We conclude that defendant has no legitimate privacy interest in the saliva he deposited on the mouthpiece of the PAS device. Therefore, its subsequent genetic testing was not a search.
The judgment is affirmed.
Manella, J., and Suzukawa, J., concurred.
Appellant’s petition for review by the Supreme Court was denied January 18, 2012, SI98394.
All subsequent references are to the Penal Code unless otherwise indicated.
Defendant suggests that his saliva on the mouthpiece of the PAS device was unreasonably seized but does not explain how the retention and testing of the mouthpiece interfered with his possessory interest in property. (See United States v. Jacobsen (1984) 466 U.S. 109, 113 [80 L.Ed.2d 85, 104 S.Ct. 1652] [a seizure “occurs when there is some meaningful interference with an individual’s possessory interests in that property”].)

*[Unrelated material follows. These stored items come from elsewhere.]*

PR #266, opened 2024-07-03
Add Password Safe Version 3 pattern

mockbutler:
Checks for valid identifier tag and end of data marker.
Password for sample file is: "password".


WerWolv:
Thanks a lot!

mockbutler:
@WerWolv Yeah sorry it was a bit of mess. Tried compiling the pattern test on Mac, but the xcode version of clang (Apple clang version 15.0.0 (clang-1500.3.9.4)) fails on the deprecated functions:
```
pattern_language-src/lib/include/pl/patterns/pattern_wide_character.hpp:34:32: error: 'wstring_convert<std::codecvt_utf8_utf16<char16_t>, char16_t>' is deprecated [-Werror,-Wdeprecated-declarations]
```
And it was taking me some time to find where to add `-Wno-deprecated-declarations` to see if I could fix the failed test.

WerWolv:
No worries! I had to look into the testing code too actually to see why it was failing. I added a better error message there now.

Apple clang is generally unsupported because it's so majorly out of date constantly. I can however replace that `wstring_convert` nowadays though I think

PR #267, opened 2024-07-06
patterns/hinf_*: Add Halo Infinite tag and module file patterns

Surasia:
Added both the main archive format and serialized data format for Halo Infinite. Both patterns doesn't require updating with game versions, as opposed to the hinf_bitmap pattern which I have removed. I've also updated hinf_luas to be more accurate, which should now work with any file.

Test files are stripped version of files extracted from the game.


WerWolv:
Thanks a lot!

mandar1jn:
A bit late but aren’t the md links wrong? They refer to the deleted file

Surasia:
you're right, forgot to change them :( will update soon in another PR! thanks for letting me know

PR #274, opened 2024-07-23
Add PKM pattern + add BCC checksum verification to ntag pattern

applecuckoo:
Hi! First time here, but probably won't be the last :)
The PKM pattern was something that I wrote just to learn the ropes, and the NTAG checksum was quite simple so I went about implementing that.


WerWolv:
Thank a lot! :)

PR #276, opened 2024-07-24
patterns: FBX - fixed the fbx hexpat

Hikodroid:
I split the fix and some improvements into two separate commits. Both should be functionally the same and I would have expected both to be fully working but the first commit does not work and the second one does. I'm not sure why my weird workaround actually works but it should be in a useful state now.

### DIFF
--- a/patterns/fbx.hexpat
+++ b/patterns/fbx.hexpat
@@ -4,7 +4,10 @@
 
 #pragma endian little
 
-import hex.dec;
+#ifdef __IMHEX__
+    import hex.dec;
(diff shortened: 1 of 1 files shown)


WerWolv:
It's not working in the CI because it's an ImHex extension, it's not available outside of it.
This is actually the first pattern that makes use of functions like this that's on the repo. I don't think it should be removed but I need to think of a way to make it still work here too. Maybe with an #ifdef or something. I'll take care of that though, nothing for you to worry about

PR #303, opened 2016-12-21
Summarise progress from manifest files

snim2:
This PR adds a script written by @vext01 to source control. The script reads a manifest file and prints a summary of the progress through the current experiment, e.g.:

```bash
$ ./scripts/progress.awk warmup.manifest 
C=349  O=191  E=0   64.6296%
```

### DIFF
--- a/scripts/progress.awk
+++ b/scripts/progress.awk
@@ -1,0 +1,7 @@
+#!/usr/bin/awk -f
+BEGIN             {C=0; O=0; E=0; keys=0}
+/^keys/         {keys=1}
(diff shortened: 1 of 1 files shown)


ltratt:
Does this work with the updated manifest w/temperatures in it?

snim2:
I don't have one to try, but it only counts the relevant lines, so should do

ltratt:
Good point. Then I think we can take this in as-is.

vext01:
It ignores all lines preceeding the keys line:
```
/^keys/         {keys=1}
```

PR #304, opened 2016-12-22
Fix two bugs that prevent post-commands running in exception case.

vext01:
OK?

### DIFF
--- a/krun/scheduler.py
+++ b/krun/scheduler.py
@@ -451,6 +451,11 @@ class ExecutionScheduler(object):
         job = ExecutionJob(self, vm, self.config.VMS[vm], bench, variant,
                            self.config.BENCHMARKS[bench])
 
+        # Default to error state. This is the value the finally block will see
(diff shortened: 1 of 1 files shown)


krun/scheduler.py
```diff
@@ -511,6 +511,7 @@ def run(self):
             # exception occurred in the above try block, there's a chance that
             # they have not have been loaded.
             if results is None:
+	        Results.ok_to_instantiate = True
```
snim2: The indentation looks wrong here, is that just GitHub?

krun/scheduler.py
```diff
@@ -507,6 +511,7 @@ def run(self):
...
```
vext01: funny indent?

krun/scheduler.py
vext01: fixed.

snim2:
OK, if the tests are good, let's squash

vext01:
splat.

Defendant relied on Gerace in the trial court. The trial court followed People v. Daniels, a case initially published, where the typing of a blood sample obtained from a driver under the California implied consent statute (now Veh. Code, § 23612, subd. (a)(1)) was held reasonable. The Supreme Court granted review but later dismissed the case. The order dismissing review did not restore the case to its published status, and the trial court could not rely on it. (See Cal. Rules of Court, rules 8.528(b)(3), 8.1105(e)(1), 8.1115(a).) Nor do we.